-- Problem to solve --
Your response should be a copy of each line in the listing below that includes the word "returning".

______________________________

PR #9234, opened 2024-01-25
assisted installer api: removing deprecated keys

dahorak:
Newest version of Assisted Installer API deprecated `api_vip` and `ingress_vip` keys in favor of `api_vips` and `ingress_vips`.

PR #9279, opened 2024-02-05
update assisted_installer code base on recent changes in api

dahorak:
This fix is related/similar to PR https://github.com/red-hat-storage/ocs-ci/pull/9234, but in this case it is about response from Assisted installer API.


dahorak:
Triggered verification job here: https://url.corp.redhat.com/4da785c

petr-balogh (approved):

amr1ta (approved):
looking good

PR #9293, opened 2024-02-06
Extend timeout for ocp deployment via Assisted Installer

dahorak:
The timeout for OCP deployment via Assisted installer were set to 1 hour, but we spotted few cases when it takes little bit longer (e.g. 70 minutes or so) and the deployment was still successful. For example:
https://url.corp.redhat.com/8ee7238
image

It might be related to the data center occupation and performance.
I'm proposing to extend the timeout to two hours in this PR.


amr1ta (approved):
Looking good.

PR #9323, opened 2024-02-13
Multi-storagecluster deployment

shyRozen:
Multi-storagecluster deployment according to https://issues.redhat.com/browse/RHSTOR-4422

### DIFF
--- a/conf/ocsci/enable-multi-storagecluster.yaml
+++ b/conf/ocsci/enable-multi-storagecluster.yaml
@@ -1,0 +1,9 @@
+# config file enable multi-storagecluster deployment which install internal and external cluster in the same cluster
+DEPLOYMENT:
+  multi_storagecluster: True
+
+ENV_DATA:
+  storage_cluster_name: 'ocs-storagecluster'
+  external_storage_cluster_name: 'ocs-external-storagecluster'
+  external_storage_cluster_namespace: 'openshift-storage-extended'
+
--- a/ocs_ci/deployment/deployment.py
+++ b/ocs_ci/deployment/deployment.py
@@ -38,6 +38,7 @@ from ocs_ci.ocs.cluster import (
     validate_pdb_creation,
     CephClusterExternal,
     get_lvm_full_version,
+    check_cephcluster_status,
 )
 from ocs_ci.ocs.exceptions import (
     CephHealthException,
@@ -96,6 +97,7 @@ from ocs_ci.ocs.utils import (
     get_all_acm_indexes,
     get_active_acm_index,
     enable_mco_console_plugin,
+    label_pod_security_admission,
 )
 from ocs_ci.utility.deployment import (
     create_external_secret,
@@ -134,6 +136,7 @@ from ocs_ci.utility.utils import (
     TimeoutSampler,
     get_latest_acm_tag_unreleased,
     get_oadp_version,
+    ceph_health_check_multi_storagecluster_external,
 )
 from ocs_ci.utility.vsphere_nodes import update_ntp_compute_nodes
 from ocs_ci.helpers import helpers
@@ -282,6 +285,7 @@ class Deployment(object):
         # Multicluster operations
         if config.multicluster:
             config.switch_acm_ctx()
+
             self.deploy_gitops_operator()
 
             logger.info("Creating GitOps CLuster Resource")
@@ -1507,30 +1511,33 @@ class Deployment(object):
         external/indpendent RHCS cluster
 
         """
-        live_deployment = config.DEPLOYMENT.get("live_deployment")
-        logger.info("Deploying OCS with external mode RHCS")
-        ui_deployment = config.DEPLOYMENT.get("ui_deployment")
-        if not ui_deployment:
-            logger.info("Creating namespace and operator group.")
-            run_cmd(f"oc create -f {constants.OLM_YAML}")
-        if not live_deployment:
-            create_catalog_source()
-        self.subscribe_ocs()
-        operator_selector = get_selector_for_ocs_operator()
-        subscription_plan_approval = config.DEPLOYMENT.get("subscription_plan_approval")
-        ocs_operator_names = get_required_csvs()
-        channel = config.DEPLOYMENT.get("ocs_csv_channel")
-        for ocs_operator_name in ocs_operator_names:
-            package_manifest = PackageManifest(
-                resource_name=ocs_operator_name,
-                selector=operator_selector,
-                subscription_plan_approval=subscription_plan_approval,
-            )
-            package_manifest.wait_for_resource(timeout=300)
-            csv_name = package_manifest.get_current_csv(channel=channel)
-            csv = CSV(resource_name=csv_name, namespace=self.namespace)
-            csv.wait_for_phase("Succeeded", timeout=720)
 
+        if not config.DEPLOYMENT.get("multi_storagecluster"):
+            live_deployment = config.DEPLOYMENT.get("live_deployment")
+            logger.info("Deploying OCS with external mode RHCS")
+            ui_deployment = config.DEPLOYMENT.get("ui_deployment")
+            if not ui_deployment:
+                logger.info("Creating namespace and operator group.")
+                run_cmd(f"oc create -f {constants.OLM_YAML}")
+            if not live_deployment:
+                create_catalog_source()
+            self.subscribe_ocs()
+            operator_selector = get_selector_for_ocs_operator()
+            subscription_plan_approval = config.DEPLOYMENT.get(
+                "subscription_plan_approval"
+            )
+            ocs_operator_names = get_required_csvs()
+            channel = config.DEPLOYMENT.get("ocs_csv_channel")
+            for ocs_operator_name in ocs_operator_names:
+                package_manifest = PackageManifest(
+                    resource_name=ocs_operator_name,
+                    selector=operator_selector,
+                    subscription_plan_approval=subscription_plan_approval,
+                )
+                package_manifest.wait_for_resource(timeout=300)
+                csv_name = package_manifest.get_current_csv(channel=channel)
+                csv = CSV(resource_name=csv_name, namespace=self.namespace)
+                csv.wait_for_phase("Succeeded", timeout=720)
         # Set rook log level
         self.set_rook_log_level()
 
@@ -1542,12 +1549,27 @@ class Deployment(object):
         # get admin keyring
         external_cluster.get_admin_keyring()
 
+        cluster_data = templating.load_yaml(constants.EXTERNAL_STORAGE_CLUSTER_YAML)
+
+        if config.DEPLOYMENT.get("multi_storagecluster"):
+            cluster_data["metadata"]["namespace"] = config.ENV_DATA[
+                "external_storage_cluster_namespace"
+            ]
+            cluster_data["metadata"]["name"] = config.ENV_DATA[
+                "external_storage_cluster_name"
+            ]
+            exec_cmd(
+                f"oc create -f {constants.MULTI_STORAGECLUSTER_EXTERNAL_NAMESPACE}"
+            )
+            label_pod_security_admission(
+                namespace=constants.OPENSHIFT_STORAGE_EXTENDED_NAMESPACE
+            )
+            exec_cmd(f"oc create -f {constants.STORAGE_SYSTEM_ODF_EXTERNAL}")
+        else:
+            cluster_data["metadata"]["name"] = config.ENV_DATA["storage_cluster_name"]
+
         # Create secret for external cluster
         create_external_secret()
-
-        cluster_data = templating.load_yaml(constants.EXTERNAL_STORAGE_CLUSTER_YAML)
-        cluster_data["metadata"]["name"] = config.ENV_DATA["storage_cluster_name"]
-
         # Use Custom Storageclass Names
         if config.ENV_DATA.get("custom_default_storageclass_names"):
             storageclassnames = config.ENV_DATA.get("storageclassnames")
@@ -1610,8 +1632,26 @@ class Deployment(object):
         # enable secure connection mode for in-transit encryption
         if config.ENV_DATA.get("in_transit_encryption"):
             external_cluster.enable_secure_connection_mode()
-
-        setup_ceph_toolbox()
+        if config.DEPLOYMENT.get("multi_storagecluster"):
+            logger.info("not setting toolbox in multi-storagecluster")
+        else:
+            setup_ceph_toolbox()
+        logger.info("Checking ceph health for external cluster")
+        if not config.DEPLOYMENT.get("multi_storagecluster"):
+            try:
+                ceph_health_check(
+                    tries=30,
+                    delay=10,
+                )
+            except CephHealthException:
+                raise CephHealthException("External ceph cluster not healthy")
+        else:
+            try:
+                ceph_health_check_multi_storagecluster_external()
+            except CephHealthException:
+                raise CephHealthException(
+                    "External multi-storagecluster external ceph cluster not healthy"
+                )
 
     def set_rook_log_level(self):
         rook_log_level = config.DEPLOYMENT.get("rook_log_level")
@@ -1717,6 +1757,17 @@ class Deployment(object):
                     defaults.CEPHFILESYSTEM_NAME = cfs_name
                 else:
                     logger.error("MDS deployment Failed! Please check logs!")
+            if config.DEPLOYMENT.get("multi_storagecluster"):
+                self.deploy_with_external_mode()
+                # Checking external cephcluster health
+                retry((CephHealthException, CommandFailed), tries=5, delay=20,)(
+                    check_cephcluster_status(
+                        desired_phase="Connected",
+                        desired_health="HEALTH_OK",
+                        name=constants.EXTERNAL_CEPHCLUSTER_NAME,
+                        namespace=constants.OPENSHIFT_STORAGE_EXTENDED_NAMESPACE,
+                    )
+                )
 
         # Change monitoring backend to OCS
         if config.ENV_DATA.get("monitoring_enabled") and config.ENV_DATA.get(
--- a/ocs_ci/ocs/cluster.py
+++ b/ocs_ci/ocs/cluster.py
@@ -30,6 +30,7 @@ from ocs_ci.ocs.exceptions import (
     ThinPoolUtilityWrong,
     TimeoutExpiredError,
     ResourceWrongStatusException,
+    CephHealthException,
 )
 from ocs_ci.ocs.resources import ocs, storage_cluster
 import ocs_ci.ocs.constants as constant
@@ -2385,20 +2386,23 @@ class CephClusterExternal(CephCluster):
     """
 
     def __init__(self):
-        self.POD = ocp.OCP(kind="Pod", namespace=config.ENV_DATA["cluster_namespace"])
-        self.CEPHCLUSTER = ocp.OCP(
-            kind="CephCluster", namespace=config.ENV_DATA["cluster_namespace"]
-        )
+        if config.DEPLOYMENT.get("multi_storagecluster"):
+            namespace = constants.OPENSHIFT_STORAGE_EXTENDED_NAMESPACE
+        else:
+            namespace = config.ENV_DATA["cluster_namespace"]
+        self.POD = ocp.OCP(kind="Pod", namespace=namespace)
+        self.CEPHCLUSTER = ocp.OCP(kind="CephCluster", namespace=namespace)
 
         self.wait_for_cluster_cr()
         self._cluster_name = self.cluster_resource.get("metadata").get("name")
         self._namespace = self.cluster_resource.get("metadata").get("namespace")
         self.cluster = ocs.OCS(**self.cluster_resource)
-        # Decrease chance that we will hit issue:
-        # https://github.com/red-hat-storage/ocs-ci/issues/5186
-        logger.info("Sleep for 60 seconds before verifying MCG")
-        time.sleep(60)
-        self.wait_for_nooba_cr()
+        if not config.DEPLOYMENT.get("multi_storagecluster"):
+            # Decrease chance that we will hit issue:
+            # https://github.com/red-hat-storage/ocs-ci/issues/5186
+            logger.info("Sleep for 60 seconds before verifying MCG")
+            time.sleep(60)
+            self.wait_for_nooba_cr()
 
     @property
     def cluster_name(self):
@@ -2431,9 +2435,9 @@ class CephClusterExternal(CephCluster):
         sample = TimeoutSampler(timeout=timeout, sleep=3, func=self.is_health_ok)
         if not sample.wait_for_func_status(result=True):
             raise exceptions.CephHealthException("Cluster health is NOT OK")
-
-        self.wait_for_noobaa_health_ok()
-        self.validate_pvc()
+        if not config.DEPLOYMENT.get("multi_storagecluster"):
+            self.wait_for_noobaa_health_ok()
+            self.validate_pvc()
 
     def validate_pvc(self):
         """
@@ -3268,3 +3272,45 @@ def client_clusters_health_check():
         client_cluster_health_check()
 
     logger.info("The client clusters health check passed successfully")
+
+
+def check_cephcluster_status(
+    desired_phase="Connected",
+    desired_health="HEALTH_OK",
+    name=constants.EXTERNAL_CEPHCLUSTER_NAME,
+    namespace=constants.OPENSHIFT_STORAGE_EXTENDED_NAMESPACE,
+):
+    """
+    Check cephcluster health and phase.
+
+    Args:
+        desired_phase (string): The cephcluster desired phase.
+        desired_health (string): The cephcluster desired health.
+        name (string): name of the cephcluster.
+        namespace (string): namespace of the cephcluster.
+
+    Returns:
+        bool: True incase cluster is healthy and connected.
+
+    Raises:
+        CephHealthException incase phase or health are not as expected.
+
+    """
+    cephcluster = OCP(
+        kind=constants.CEPH_CLUSTER, resource_name=name, namespace=namespace
+    )
+    cc_resource = cephcluster.get()
+    if (
+        cc_resource["status"]["phase"] == desired_phase
+        and cc_resource["status"]["ceph"]["health"] == desired_health
+    ):
+        logger.info(
+            f"Cephcluster health is {desired_health} and phase is {desired_phase}"
+        )
+        return True
+    else:
+        logger.warning(
+            f'Cephcluster not healthy - phase is {cc_resource["status"]["phase"]} and health is'
+            f' {cc_resource["status"]["ceph"]["health"]}'
+        )
+        raise CephHealthException()
--- a/ocs_ci/ocs/constants.py
+++ b/ocs_ci/ocs/constants.py
@@ -190,6 +190,7 @@ MACHINEHEALTHCHECK = "machinehealthcheck"
 STORAGECLIENT = "StorageClient"
 MANAGED_FUSION_OFFERING = "ManagedFusionOffering"
 CEPH_CLUSTER = "CephCluster"
+EXTERNAL_CEPHCLUSTER_NAME = "ocs-external-storagecluster-cephcluster"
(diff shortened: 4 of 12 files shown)


shyRozen:
Internal mode local verification https://privatebin.corp.redhat.com/?de7ab6195ab7ab91#Byk9bZ25HM189hmqmFv5ZQWqQRzrnkmoK3gw4m8dpWJm
Sent another PR validation for internal mode.

ocs_ci/deployment/deployment.py
```diff
@@ -1626,8 +1648,23 @@ def deploy_with_external_mode(self):
         # enable secure connection mode for in-transit encryption
         if config.ENV_DATA.get("in_transit_encryption"):
             external_cluster.enable_secure_connection_mode()
-
-        setup_ceph_toolbox()
+        if config.DEPLOYMENT.get("multi_storagecluster"):
+            logger.info("not setting toolbox in multi-storagecluster")
+            health_check_namespace = constants.OPENSHIFT_STORAGE_EXTENDED_NAMESPACE
```
petr-balogh, line 1653: Why we are not setting up toolbox pod for external cluster?
I think we should have two toolbox pods, one for internal mode - this will be created by default from non external cluster deployment. And we should have second toolbox pod - probably in this other namespace for external mode cluster - which will allow us to see status and health of external cluster.

ocs_ci/utility/utils.py
```diff
@@ -2356,16 +2358,27 @@ def run_ceph_health_cmd(namespace):
...
+            get_external_cluster_client,
+        )
 
-    try:
-        ct_pod = get_ceph_tools_pod(namespace=namespace)
-    except (AssertionError, CephToolBoxNotFoundException) as ex:
-        raise CommandFailed(ex)
+        host, user, password, ssh_key = get_external_cluster_client()
+        connection_to_cephcluster = Connection(host=host, user=user, password=password)
+        return connection_to_cephcluster.exec_cmd("ceph health")
```
petr-balogh, line 2369: If possible , I prefer to have toolbox pod for external mode as well.
This function is suppose to return only string, but you are returning tuple in this case, and you are checking only the health of external cluster here. I think we should do check on ceph health of both Internal and External cluster.

ocs_ci/utility/utils.py
```diff
@@ -2313,7 +2314,8 @@ def ceph_health_check_base(namespace=None):
     """
     namespace = namespace or config.ENV_DATA["cluster_namespace"]
     health = run_ceph_health_cmd(namespace)
-
+    if type(health) is tuple:
```
petr-balogh, line 2317: Dont' like this to be honest as you are not returning string as we were suppose to return from run_ceph_health_cmd.

I think this function should handle to run the health check two times on both namespaces to check status of both: internal/external mode.

ocs_ci/deployment/deployment.py
shyRozen: After I had problem in setting up toolbox in another namespace, Dev gave it a try too and after failure they asked me to work directly with the ceph cluster.

ocs_ci/utility/utils.py
shyRozen: No toolbox in multi-storagecluster. Check my comment above.

ocs_ci/utility/utils.py
shyRozen: I disagree. I don't want to handle every time the function is called both health checks as when I install the external I want to know external health and when internal - intenal health. What I can do is to return a string when I do ssh and drop this check.
Like change this https://github.com/red-hat-storage/ocs-ci/blob/3ff20a16395ddfe08a61214523fc099f9cabca2f/ocs_ci/utility/utils.py#L2369
to:
```
ssh_output = connection_to_cephcluster.exec_cmd("ceph health")
return ssh_output[1]
```
After this I can remove the tuple check.

conf/ocsci/enable-multi-storagecluster.yaml
```diff
@@ -0,0 +1,13 @@
...
+ENV_DATA:
+  storage_cluster_name: 'ocs-storagecluster'
+  external_storage_cluster_name: 'ocs-external-storagecluster'
+  external_storage_cluster_namespace: 'openshift-storage-extended'
+
+EXTERNAL_MODE:
+  # base64 encoded data of json output
+  # from exporter script
+  # https://github.com/rook/rook/blob/master/cluster/examples/kubernetes/ceph/create-external-cluster-resources.py
+  external_cluster_details: PLACE_HOLDER
```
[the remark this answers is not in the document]
shyRozen: I'll drop this but it was just copied from external yaml.

ocs_ci/deployment/deployment.py
shyRozen: I think the main problem is all rook resource are in another namespace and can't be shared like secret etc.

ocs_ci/utility/utils.py
shyRozen: What I meant is the first stage I'm installing internal mode and then I would like to check that internal is healthy and then install the external and check that the external is healthy. We can have a new function that call both. WDYT?

shyRozen: https://github.com/shyRozen/ocs-ci/blob/892b7caeb562ee873e91d2a5b5f87535045e727e/ocs_ci/utility/utils.py#L2328

ocs_ci/utility/utils.py
shyRozen: The function now return only strings and no need to check if tuple.

ocs_ci/utility/utils.py
```diff
@@ -2313,14 +2316,61 @@ def ceph_health_check_base(namespace=None):
...
     health = run_ceph_health_cmd(namespace)
-
     if health.strip() == "HEALTH_OK":
         log.info("Ceph cluster health is HEALTH_OK.")
         return True
     else:
         raise CephHealthException(f"Ceph cluster health is not OK. Health: {health}")
 
 
+def ceph_health_check_internal_and_external(cluster_platform):
```
petr-balogh, line 2326: I would tackle it differently.

Have separate function to perform only external cluster health check.
Add parameter `cluster_type`  (allowed values: internal_and_external, internal, external)to those functions:
`ceph_health_check_base` and `ceph_health_check`
Set default value for  `cluster_type="internal_and_external"`

Update those two function to tackle in the loop health check on internal, external, both based on the parameter.
Of course in case we don't run on multicluster type of deployment we will skip the external part.

**The reason:**
We already call many times in our tests the ceph health check function: `ceph_health_check`.
Where we are making sure the ceph is in healthy state - I would still except that in multicluster deployment, after any test - both internal and external cluster should be in healthy state.

I see you introduced some new exceptions, but I would do it this way if you want to introduce new CephHealthExceptions I would create:
`InternalCephHealthException` and `ExternalCephHealthException`
where both should inherit from original `CephHealthException` .

In case we already rely on ond except such exception `CephHealthException` in the code, then the generic
```python
except CephHealthException as ex:
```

______________________________

-- Result of the task --
This function is suppose to return only string, but you are returning tuple in this case, and you are checking only the health of external cluster here. I think we should do check on ceph health of both Internal and External cluster.
petr-balogh, line 2317: Dont' like this to be honest as you are not returning string as we were suppose to return from run_ceph_health_cmd.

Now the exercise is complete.